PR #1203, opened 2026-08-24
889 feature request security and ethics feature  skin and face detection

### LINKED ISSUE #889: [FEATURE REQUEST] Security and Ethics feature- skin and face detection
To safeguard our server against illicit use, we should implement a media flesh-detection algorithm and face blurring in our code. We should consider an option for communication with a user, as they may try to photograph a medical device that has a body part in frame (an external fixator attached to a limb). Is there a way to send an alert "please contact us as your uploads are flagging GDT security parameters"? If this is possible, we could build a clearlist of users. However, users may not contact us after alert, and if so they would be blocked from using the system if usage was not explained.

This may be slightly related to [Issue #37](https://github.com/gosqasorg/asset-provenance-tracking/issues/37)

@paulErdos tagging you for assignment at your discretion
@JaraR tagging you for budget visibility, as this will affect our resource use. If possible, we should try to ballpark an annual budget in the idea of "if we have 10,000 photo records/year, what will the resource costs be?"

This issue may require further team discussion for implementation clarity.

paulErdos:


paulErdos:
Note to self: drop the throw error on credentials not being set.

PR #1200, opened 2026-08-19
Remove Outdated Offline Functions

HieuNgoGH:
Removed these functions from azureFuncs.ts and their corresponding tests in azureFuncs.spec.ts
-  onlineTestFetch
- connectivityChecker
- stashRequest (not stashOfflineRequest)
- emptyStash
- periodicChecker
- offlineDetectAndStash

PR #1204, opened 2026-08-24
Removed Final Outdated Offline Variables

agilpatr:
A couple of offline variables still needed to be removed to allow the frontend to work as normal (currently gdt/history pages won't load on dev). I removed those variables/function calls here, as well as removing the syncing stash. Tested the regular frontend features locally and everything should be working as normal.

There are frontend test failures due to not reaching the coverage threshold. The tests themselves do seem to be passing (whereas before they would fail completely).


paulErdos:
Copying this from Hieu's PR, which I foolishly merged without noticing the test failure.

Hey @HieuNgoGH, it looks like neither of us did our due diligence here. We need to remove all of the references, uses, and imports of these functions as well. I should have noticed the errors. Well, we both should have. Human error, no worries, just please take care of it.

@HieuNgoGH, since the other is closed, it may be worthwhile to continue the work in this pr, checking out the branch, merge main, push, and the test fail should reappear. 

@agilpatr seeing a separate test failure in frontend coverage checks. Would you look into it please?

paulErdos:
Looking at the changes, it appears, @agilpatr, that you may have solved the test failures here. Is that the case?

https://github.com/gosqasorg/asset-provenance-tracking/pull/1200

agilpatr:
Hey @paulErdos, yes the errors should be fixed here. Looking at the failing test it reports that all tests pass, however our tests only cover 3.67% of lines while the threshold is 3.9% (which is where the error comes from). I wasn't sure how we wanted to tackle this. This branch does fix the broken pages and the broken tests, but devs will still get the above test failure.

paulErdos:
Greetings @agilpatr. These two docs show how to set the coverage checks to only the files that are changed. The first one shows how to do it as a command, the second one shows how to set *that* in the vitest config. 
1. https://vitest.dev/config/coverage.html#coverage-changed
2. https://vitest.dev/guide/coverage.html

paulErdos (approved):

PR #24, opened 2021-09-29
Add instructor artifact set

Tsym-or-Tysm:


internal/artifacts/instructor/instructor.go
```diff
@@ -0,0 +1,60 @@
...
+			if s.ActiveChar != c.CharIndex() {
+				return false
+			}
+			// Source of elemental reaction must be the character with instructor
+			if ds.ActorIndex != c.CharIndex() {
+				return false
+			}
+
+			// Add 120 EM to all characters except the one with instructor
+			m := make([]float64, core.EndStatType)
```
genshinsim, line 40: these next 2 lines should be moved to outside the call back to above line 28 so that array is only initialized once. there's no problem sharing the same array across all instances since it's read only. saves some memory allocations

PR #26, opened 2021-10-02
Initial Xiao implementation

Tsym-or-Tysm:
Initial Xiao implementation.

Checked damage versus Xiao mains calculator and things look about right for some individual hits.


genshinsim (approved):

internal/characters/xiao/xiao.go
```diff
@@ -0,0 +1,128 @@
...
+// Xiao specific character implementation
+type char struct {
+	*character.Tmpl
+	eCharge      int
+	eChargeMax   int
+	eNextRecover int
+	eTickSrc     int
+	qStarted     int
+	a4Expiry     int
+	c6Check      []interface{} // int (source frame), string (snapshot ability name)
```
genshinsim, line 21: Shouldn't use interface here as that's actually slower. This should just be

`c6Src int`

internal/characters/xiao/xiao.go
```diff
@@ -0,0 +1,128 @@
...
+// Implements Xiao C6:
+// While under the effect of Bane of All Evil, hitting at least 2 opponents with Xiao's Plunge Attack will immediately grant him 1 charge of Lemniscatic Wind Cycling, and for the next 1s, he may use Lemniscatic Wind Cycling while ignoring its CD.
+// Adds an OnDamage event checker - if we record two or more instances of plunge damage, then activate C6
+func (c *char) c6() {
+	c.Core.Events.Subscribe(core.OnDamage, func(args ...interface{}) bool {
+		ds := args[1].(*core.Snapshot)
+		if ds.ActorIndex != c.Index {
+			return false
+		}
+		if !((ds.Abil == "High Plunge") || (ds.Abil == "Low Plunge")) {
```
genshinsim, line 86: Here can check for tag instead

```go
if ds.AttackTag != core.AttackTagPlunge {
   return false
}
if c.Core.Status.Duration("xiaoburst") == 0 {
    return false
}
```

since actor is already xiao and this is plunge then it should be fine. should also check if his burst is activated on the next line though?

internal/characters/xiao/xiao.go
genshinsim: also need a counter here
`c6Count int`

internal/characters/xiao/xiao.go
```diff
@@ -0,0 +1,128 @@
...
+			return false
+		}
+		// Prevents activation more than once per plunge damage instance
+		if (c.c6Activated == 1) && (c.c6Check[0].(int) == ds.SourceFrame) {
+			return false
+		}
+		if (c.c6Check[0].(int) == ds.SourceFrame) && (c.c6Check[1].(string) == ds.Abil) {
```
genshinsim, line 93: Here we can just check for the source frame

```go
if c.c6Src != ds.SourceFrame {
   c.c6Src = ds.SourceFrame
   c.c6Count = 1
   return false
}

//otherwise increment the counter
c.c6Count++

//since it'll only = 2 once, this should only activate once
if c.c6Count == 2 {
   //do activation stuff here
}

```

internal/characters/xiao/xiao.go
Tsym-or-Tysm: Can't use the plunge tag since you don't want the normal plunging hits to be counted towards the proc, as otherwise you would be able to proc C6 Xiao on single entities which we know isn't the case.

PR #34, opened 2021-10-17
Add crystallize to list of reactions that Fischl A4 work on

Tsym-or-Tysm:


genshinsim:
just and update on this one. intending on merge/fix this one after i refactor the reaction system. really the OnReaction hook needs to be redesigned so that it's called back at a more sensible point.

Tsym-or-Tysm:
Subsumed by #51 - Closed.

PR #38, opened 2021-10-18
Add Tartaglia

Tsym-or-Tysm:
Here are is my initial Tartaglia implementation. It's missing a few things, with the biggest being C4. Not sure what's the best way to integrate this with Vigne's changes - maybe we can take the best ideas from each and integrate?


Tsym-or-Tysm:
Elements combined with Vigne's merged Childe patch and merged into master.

Work to complete ::
Write out the listing once more, matching it exactly.

Written answer ::
PR #1203, opened 2026-08-24
889 feature request security and ethics feature  skin and face detection

### LINKED ISSUE #889: [FEATURE REQUEST] Security and Ethics feature- skin and face detection
To safeguard our server against illicit use, we should implement a media flesh-detection algorithm and face blurring in our code. We should consider an option for communication with a user, as they may try to photograph a medical device that has a body part in frame (an external fixator attached to a limb). Is there a way to send an alert "please contact us as your uploads are flagging GDT security parameters"? If this is possible, we could build a clearlist of users. However, users may not contact us after alert, and if so they would be blocked from using the system if usage was not explained.

This may be slightly related to [Issue #37](https://github.com/gosqasorg/asset-provenance-tracking/issues/37)

@paulErdos tagging you for assignment at your discretion
@JaraR tagging you for budget visibility, as this will affect our resource use. If possible, we should try to ballpark an annual budget in the idea of "if we have 10,000 photo records/year, what will the resource costs be?"

This issue may require further team discussion for implementation clarity.

paulErdos:


paulErdos:
Note to self: drop the throw error on credentials not being set.

PR #1200, opened 2026-08-19
Remove Outdated Offline Functions

HieuNgoGH:
Removed these functions from azureFuncs.ts and their corresponding tests in azureFuncs.spec.ts
-  onlineTestFetch
- connectivityChecker
- stashRequest (not stashOfflineRequest)
- emptyStash
- periodicChecker
- offlineDetectAndStash

PR #1204, opened 2026-08-24
Removed Final Outdated Offline Variables

agilpatr:
A couple of offline variables still needed to be removed to allow the frontend to work as normal (currently gdt/history pages won't load on dev). I removed those variables/function calls here, as well as removing the syncing stash. Tested the regular frontend features locally and everything should be working as normal.

There are frontend test failures due to not reaching the coverage threshold. The tests themselves do seem to be passing (whereas before they would fail completely).


paulErdos:
Copying this from Hieu's PR, which I foolishly merged without noticing the test failure.

Hey @HieuNgoGH, it looks like neither of us did our due diligence here. We need to remove all of the references, uses, and imports of these functions as well. I should have noticed the errors. Well, we both should have. Human error, no worries, just please take care of it.

@HieuNgoGH, since the other is closed, it may be worthwhile to continue the work in this pr, checking out the branch, merge main, push, and the test fail should reappear. 

@agilpatr seeing a separate test failure in frontend coverage checks. Would you look into it please?

paulErdos:
Looking at the changes, it appears, @agilpatr, that you may have solved the test failures here. Is that the case?

https://github.com/gosqasorg/asset-provenance-tracking/pull/1200

agilpatr:
Hey @paulErdos, yes the errors should be fixed here. Looking at the failing test it reports that all tests pass, however our tests only cover 3.67% of lines while the threshold is 3.9% (which is where the error comes from). I wasn't sure how we wanted to tackle this. This branch does fix the broken pages and the broken tests, but devs will still get the above test failure.

paulErdos:
Greetings @agilpatr. These two docs show how to set the coverage checks to only the files that are changed. The first one shows how to do it as a command, the second one shows how to set *that* in the vitest config. 
1. https://vitest.dev/config/coverage.html#coverage-changed
2. https://vitest.dev/guide/coverage.html

paulErdos (approved):

PR #24, opened 2021-09-29
Add instructor artifact set

Tsym-or-Tysm:


internal/artifacts/instructor/instructor.go
```diff
@@ -0,0 +1,60 @@
...
+			if s.ActiveChar != c.CharIndex() {
+				return false
+			}
+			// Source of elemental reaction must be the character with instructor
+			if ds.ActorIndex != c.CharIndex() {
+				return false
+			}
+
+			// Add 120 EM to all characters except the one with instructor
+			m := make([]float64, core.EndStatType)
```
genshinsim, line 40: these next 2 lines should be moved to outside the call back to above line 28 so that array is only initialized once. there's no problem sharing the same array across all instances since it's read only. saves some memory allocations

PR #26, opened 2021-10-02
Initial Xiao implementation

Tsym-or-Tysm:
Initial Xiao implementation.

Checked damage versus Xiao mains calculator and things look about right for some individual hits.


genshinsim (approved):

internal/characters/xiao/xiao.go
```diff
@@ -0,0 +1,128 @@
...
+// Xiao specific character implementation
+type char struct {
+	*character.Tmpl
+	eCharge      int
+	eChargeMax   int
+	eNextRecover int
+	eTickSrc     int
+	qStarted     int
+	a4Expiry     int
+	c6Check      []interface{} // int (source frame), string (snapshot ability name)
```
genshinsim, line 21: Shouldn't use interface here as that's actually slower. This should just be

`c6Src int`

internal/characters/xiao/xiao.go
```diff
@@ -0,0 +1,128 @@
...
+// Implements Xiao C6:
+// While under the effect of Bane of All Evil, hitting at least 2 opponents with Xiao's Plunge Attack will immediately grant him 1 charge of Lemniscatic Wind Cycling, and for the next 1s, he may use Lemniscatic Wind Cycling while ignoring its CD.
+// Adds an OnDamage event checker - if we record two or more instances of plunge damage, then activate C6
+func (c *char) c6() {
+	c.Core.Events.Subscribe(core.OnDamage, func(args ...interface{}) bool {
+		ds := args[1].(*core.Snapshot)
+		if ds.ActorIndex != c.Index {
+			return false
+		}
+		if !((ds.Abil == "High Plunge") || (ds.Abil == "Low Plunge")) {
```
genshinsim, line 86: Here can check for tag instead

```go
if ds.AttackTag != core.AttackTagPlunge {
   return false
}
if c.Core.Status.Duration("xiaoburst") == 0 {
    return false
}
```

since actor is already xiao and this is plunge then it should be fine. should also check if his burst is activated on the next line though?

internal/characters/xiao/xiao.go
genshinsim: also need a counter here
`c6Count int`

internal/characters/xiao/xiao.go
```diff
@@ -0,0 +1,128 @@
...
+			return false
+		}
+		// Prevents activation more than once per plunge damage instance
+		if (c.c6Activated == 1) && (c.c6Check[0].(int) == ds.SourceFrame) {
+			return false
+		}
+		if (c.c6Check[0].(int) == ds.SourceFrame) && (c.c6Check[1].(string) == ds.Abil) {
```
genshinsim, line 93: Here we can just check for the source frame

```go
if c.c6Src != ds.SourceFrame {
   c.c6Src = ds.SourceFrame
   c.c6Count = 1
   return false
}

//otherwise increment the counter
c.c6Count++

//since it'll only = 2 once, this should only activate once
if c.c6Count == 2 {
   //do activation stuff here
}

```

internal/characters/xiao/xiao.go
Tsym-or-Tysm: Can't use the plunge tag since you don't want the normal plunging hits to be counted towards the proc, as otherwise you would be able to proc C6 Xiao on single entities which we know isn't the case.

PR #34, opened 2021-10-17
Add crystallize to list of reactions that Fischl A4 work on

Tsym-or-Tysm:


genshinsim:
just and update on this one. intending on merge/fix this one after i refactor the reaction system. really the OnReaction hook needs to be redesigned so that it's called back at a more sensible point.

Tsym-or-Tysm:
Subsumed by #51 - Closed.

PR #38, opened 2021-10-18
Add Tartaglia

Tsym-or-Tysm:
Here are is my initial Tartaglia implementation. It's missing a few things, with the biggest being C4. Not sure what's the best way to integrate this with Vigne's changes - maybe we can take the best ideas from each and integrate?


Tsym-or-Tysm:
Elements combined with Vigne's merged Childe patch and merged into master.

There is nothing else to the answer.